§ Task directions
Scanning the entries below, copy every line that contains the word "transfer".

Dataset entries:

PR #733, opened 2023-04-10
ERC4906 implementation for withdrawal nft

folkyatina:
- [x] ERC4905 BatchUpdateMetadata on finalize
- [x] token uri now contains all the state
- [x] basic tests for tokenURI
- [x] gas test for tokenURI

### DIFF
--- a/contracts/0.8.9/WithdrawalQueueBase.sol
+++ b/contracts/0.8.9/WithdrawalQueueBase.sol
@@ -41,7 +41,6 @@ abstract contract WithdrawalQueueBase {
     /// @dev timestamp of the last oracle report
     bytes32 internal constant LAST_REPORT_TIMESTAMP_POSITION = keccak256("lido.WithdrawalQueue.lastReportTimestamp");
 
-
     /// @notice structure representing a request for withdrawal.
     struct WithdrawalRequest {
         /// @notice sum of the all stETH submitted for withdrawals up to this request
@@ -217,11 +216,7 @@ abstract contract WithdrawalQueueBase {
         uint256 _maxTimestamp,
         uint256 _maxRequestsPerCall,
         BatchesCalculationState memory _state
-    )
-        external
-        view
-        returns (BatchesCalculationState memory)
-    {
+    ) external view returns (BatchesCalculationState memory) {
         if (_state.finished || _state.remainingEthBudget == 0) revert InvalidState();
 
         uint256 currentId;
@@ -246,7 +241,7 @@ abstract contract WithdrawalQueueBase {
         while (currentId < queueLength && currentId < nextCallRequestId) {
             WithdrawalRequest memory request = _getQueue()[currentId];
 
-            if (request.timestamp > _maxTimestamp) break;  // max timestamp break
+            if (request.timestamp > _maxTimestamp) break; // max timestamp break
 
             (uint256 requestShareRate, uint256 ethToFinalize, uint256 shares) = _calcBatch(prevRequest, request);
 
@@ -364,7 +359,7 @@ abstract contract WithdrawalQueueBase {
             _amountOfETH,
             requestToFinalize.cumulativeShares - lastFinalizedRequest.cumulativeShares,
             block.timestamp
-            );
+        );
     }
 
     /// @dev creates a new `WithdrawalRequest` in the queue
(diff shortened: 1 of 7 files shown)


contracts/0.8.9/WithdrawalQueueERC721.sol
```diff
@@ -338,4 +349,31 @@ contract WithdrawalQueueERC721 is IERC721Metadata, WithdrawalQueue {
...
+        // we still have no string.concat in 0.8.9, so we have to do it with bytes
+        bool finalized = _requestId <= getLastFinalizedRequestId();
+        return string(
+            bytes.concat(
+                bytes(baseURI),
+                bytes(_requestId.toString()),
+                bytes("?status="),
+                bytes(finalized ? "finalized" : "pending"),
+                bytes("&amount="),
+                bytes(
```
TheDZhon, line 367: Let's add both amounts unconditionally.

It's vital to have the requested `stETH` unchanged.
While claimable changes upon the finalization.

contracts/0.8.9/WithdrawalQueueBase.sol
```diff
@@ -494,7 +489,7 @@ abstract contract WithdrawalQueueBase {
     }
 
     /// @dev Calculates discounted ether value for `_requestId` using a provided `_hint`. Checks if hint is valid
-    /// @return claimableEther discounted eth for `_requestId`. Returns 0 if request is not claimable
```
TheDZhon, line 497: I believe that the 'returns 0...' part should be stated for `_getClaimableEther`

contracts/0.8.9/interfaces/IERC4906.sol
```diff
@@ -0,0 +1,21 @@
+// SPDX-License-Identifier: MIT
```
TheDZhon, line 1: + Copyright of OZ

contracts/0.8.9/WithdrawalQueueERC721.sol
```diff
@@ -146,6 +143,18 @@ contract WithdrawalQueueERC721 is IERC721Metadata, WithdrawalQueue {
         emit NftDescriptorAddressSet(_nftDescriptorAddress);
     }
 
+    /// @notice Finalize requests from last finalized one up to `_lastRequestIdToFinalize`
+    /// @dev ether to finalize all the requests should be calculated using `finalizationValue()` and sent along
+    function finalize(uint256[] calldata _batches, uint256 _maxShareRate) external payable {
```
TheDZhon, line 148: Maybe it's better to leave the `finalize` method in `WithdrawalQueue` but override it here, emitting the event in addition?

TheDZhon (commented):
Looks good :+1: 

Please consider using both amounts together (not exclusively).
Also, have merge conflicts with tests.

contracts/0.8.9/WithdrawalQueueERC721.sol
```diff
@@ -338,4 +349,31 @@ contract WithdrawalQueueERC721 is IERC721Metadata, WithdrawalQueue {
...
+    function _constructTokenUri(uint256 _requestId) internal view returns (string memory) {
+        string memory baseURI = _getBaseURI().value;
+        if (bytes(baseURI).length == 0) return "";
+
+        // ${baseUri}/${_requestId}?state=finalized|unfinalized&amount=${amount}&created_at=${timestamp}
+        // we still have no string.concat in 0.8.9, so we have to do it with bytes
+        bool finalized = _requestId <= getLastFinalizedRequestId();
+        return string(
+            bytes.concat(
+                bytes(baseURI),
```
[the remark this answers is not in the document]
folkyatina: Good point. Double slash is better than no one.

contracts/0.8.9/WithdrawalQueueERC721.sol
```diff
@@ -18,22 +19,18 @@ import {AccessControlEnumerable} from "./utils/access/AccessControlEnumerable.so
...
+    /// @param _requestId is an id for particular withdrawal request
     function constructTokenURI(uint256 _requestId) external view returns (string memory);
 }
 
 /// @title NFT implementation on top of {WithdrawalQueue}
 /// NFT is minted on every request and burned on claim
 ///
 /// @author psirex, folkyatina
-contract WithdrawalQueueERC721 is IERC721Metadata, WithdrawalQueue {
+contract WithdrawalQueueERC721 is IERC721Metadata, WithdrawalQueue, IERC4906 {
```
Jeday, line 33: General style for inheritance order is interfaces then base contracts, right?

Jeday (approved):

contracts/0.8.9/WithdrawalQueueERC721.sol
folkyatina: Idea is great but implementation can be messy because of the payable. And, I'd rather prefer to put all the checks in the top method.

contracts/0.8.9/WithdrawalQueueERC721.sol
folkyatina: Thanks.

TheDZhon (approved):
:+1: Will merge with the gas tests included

* * *

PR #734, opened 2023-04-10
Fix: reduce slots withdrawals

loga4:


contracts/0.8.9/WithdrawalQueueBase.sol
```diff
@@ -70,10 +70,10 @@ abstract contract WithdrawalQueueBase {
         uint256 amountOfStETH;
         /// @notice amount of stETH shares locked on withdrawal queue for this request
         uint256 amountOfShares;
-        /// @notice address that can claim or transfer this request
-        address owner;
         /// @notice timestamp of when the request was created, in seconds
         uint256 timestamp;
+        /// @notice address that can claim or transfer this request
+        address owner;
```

--

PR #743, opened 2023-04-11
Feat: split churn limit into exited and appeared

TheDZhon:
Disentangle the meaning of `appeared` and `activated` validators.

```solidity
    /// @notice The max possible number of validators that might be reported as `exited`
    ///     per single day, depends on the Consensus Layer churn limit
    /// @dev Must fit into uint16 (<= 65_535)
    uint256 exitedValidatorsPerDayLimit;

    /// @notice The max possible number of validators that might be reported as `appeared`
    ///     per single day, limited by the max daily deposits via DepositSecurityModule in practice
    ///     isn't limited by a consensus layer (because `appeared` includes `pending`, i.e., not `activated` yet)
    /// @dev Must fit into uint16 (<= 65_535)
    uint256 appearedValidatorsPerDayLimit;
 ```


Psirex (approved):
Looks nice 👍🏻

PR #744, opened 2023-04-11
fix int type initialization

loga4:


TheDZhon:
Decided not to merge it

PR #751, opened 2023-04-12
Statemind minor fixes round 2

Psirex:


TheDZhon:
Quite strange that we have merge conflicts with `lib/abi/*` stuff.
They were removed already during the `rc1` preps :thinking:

§ Solution to this exercise
-        /// @notice address that can claim or transfer this request
+        /// @notice address that can claim or transfer this request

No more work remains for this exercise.